Answer: I’m really not sure. So, here I am to address A.R. and their question!

Dear A.R.,

Let me start off by thanking you for your thoughtful question and I hope I can help to ease some of your concerns. I’m thrilled to see that you love to travel- life can seem overwhelming when living with a chronic disease. I’m not here to sugarcoat life with a disease either- I started to write a response and I erased an entire paragraph… did I really just say “now I live my life to the fullest.” That’s half true and half untrue. I wish I did not have a disease that can feel debilitating and limiting- no laying out in the sun, no staying up to all hours, if I do too much activity, I might have a flare. blah blah blah. There is no easy way to say it, but let’s be real- that sucks. I remember when travel was a thoughtless process and I took my health for granted. Now I have to travel smart:

  • Do I have my medicine?
  • Am I able to get my medicine if I forget it?
  • Do I have insurance that will cover overseas expenses if necessary?
  • What if I get sick?

I have asked these questions to myself each time I plan for another trip as I’m sure is the reality for many living with an illness. But! I still travel. And! I now appreciate the fact that I am breathing, walking, living, and fortunate enough to experience this amazing world. Know thyself, right? Meaning, I have learned my limits while still appreciating what the world has to offer- especially Israel, a place that I too pushed off for far too long.
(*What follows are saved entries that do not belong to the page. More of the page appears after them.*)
Issue #2392, opened 2023-08-28
Adjust release workflow to be able to pass a branch


SteffiStuffel:
As a developer I want to deploy a hotfix easily.
We can use the release tag of the version that needs the hotfix.
Create a hotfix branch on this tag and implement the fix.

## Acceptance Criteria:

- soften the rule that the main branch will be triggered for delivery workflows
- add the ability to pass a branch to the delivery worksflows (in this case the hotfix branch)
- if no branch is provided the main branch should be used as default

PR #2452, opened 2023-09-19
2392: Remove main protection rule for delivery

SteffiStuffel:
### Short description

Removed main protection rule for delivery

### Proposed changes

- a warning is sent to mattermost, if we trigger delivery from feature branch as next delivery will fail if feature branch is not merged before
- script for triggering the pipeline is adjusted so branch can be passed. If no branch is passed, main is used.

### Resolved issues

Fixes: #2392 

---

### DIFF
--- a/tools/trigger-pipeline.ts
+++ b/tools/trigger-pipeline.ts
@@ -20,15 +20,17 @@ program
   .command('trigger <workflow-type>')
   .description(`trigger a workflow in the ci on the main branch`)
   .requiredOption('--api-token <api-token>', 'circleci api token')
-  .action(async (workflowType: string, options: { apiToken: string }) => {
-    const { apiToken } = options
+  .option('--branch <branch>', 'the branch the workflow will be triggered on', MAIN_BRANCH)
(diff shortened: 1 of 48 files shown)


tools/trigger-pipeline.ts
```diff
@@ -20,15 +20,17 @@ program
   .command('trigger <workflow-type>')
   .description(`trigger a workflow in the ci on the main branch`)
   .requiredOption('--api-token <api-token>', 'circleci api token')
-  .action(async (workflowType: string, options: { apiToken: string }) => {
-    const { apiToken } = options
+  .option('--branch <branch>', 'the branch the workflow will be triggered on', MAIN_BRANCH)
```
f1sh1918, line 23: what does this last parameter `MAIN_BRANCH` mean in this case?

f1sh1918 (approved):
Looks fine to me

tools/trigger-pipeline.ts
steffenkleinle: I think that is just the default if nothing is passed, see https://github.com/tj/commander.js#default-option-value

steffenkleinle (approved):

Israel is bikram studio level hot- for those of you that don’t speak sweat, I’m talking 105 degrees hot. And the sun is excruciatingly sunny (I couldn’t think of a better description, deal with it), no hyperbole. I would love to think of more similes to further explain the sun to heat ratio but I think you get the picture. And to do some basic math for you: 

Lupus + Sun = ughhhhhhhhh*

http://www.lupus.org/answers/entry/how-lupus-affects-skin

So I packed a ton of sun block. Like two extra bottles worth. And I crossed my fingers and hoped for the best. And on a few occasions when we sat by a pool, I sat in a shaded area. That’s the reality of my disease. We also did more physical activity on extremely limited amounts of sleep every.single.day. BUT I love being active. I can see Israel being a very challenging trip for a person that is inactive. I know it can be difficult for a person living with pain to workout, believe me, I experience lupus as though I have rheumatoid arthritis. There are times making a fist is excruciating and on most days a dull ache in my joints is the norm. I would never suggest pushing yourself past your comfort zone, but I started to run after I found out that I was no longer in remission. I am a firm believer in living to the best of my ability and since I refuse to give up deliciously scrumptious foods, it was time to become active. Better now than never. Now, if you cannot participate in all activities, that’s fine too. There are additional people on the trips to be there for those that cannot do it all- a friend with severe asthma made the decision to meet us at the top of Masada by cable car (they have those!). At the end of the hike to the top we were given the option to take the cable car to the bottom or to hike to the bottom:

IMG_1821

I chose to hike to the bottom. And my legs were shaking, and I felt invincible. But I did it because I knew that I was physically able to- it was my choice. If I had felt sick or fatigued I would have chosen to take the cable car. Having the option made me feel safer as well.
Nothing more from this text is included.